COLLECTED DATA:

PR #572, opened 2025-02-21
feat: add "fitPanels" config option, control panel widths with flex values

paulpestov:
Adding a new config key "fitPanels" at the rool level of config. This boolean controls whether all the configured panels should fit in the container or whether they should keep a certain width (defaultWidth) and make the container overflow. If fitPanels set to true, the "width" key inside each panelConfig behaves differently than with fitPanels = false.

TASK ITEM:
Whenever the string "config" turns up in a line above, copy that line out.

ANSWER TO THE PROBLEM:
feat: add "fitPanels" config option, control panel widths with flex values
Adding a new config key "fitPanels" at the rool level of config. This boolean controls whether all the configured panels should fit in the container or whether they should keep a certain width (defaultWidth) and make the container overflow. If fitPanels set to true, the "width" key inside each panelConfig behaves differently than with fitPanels = false.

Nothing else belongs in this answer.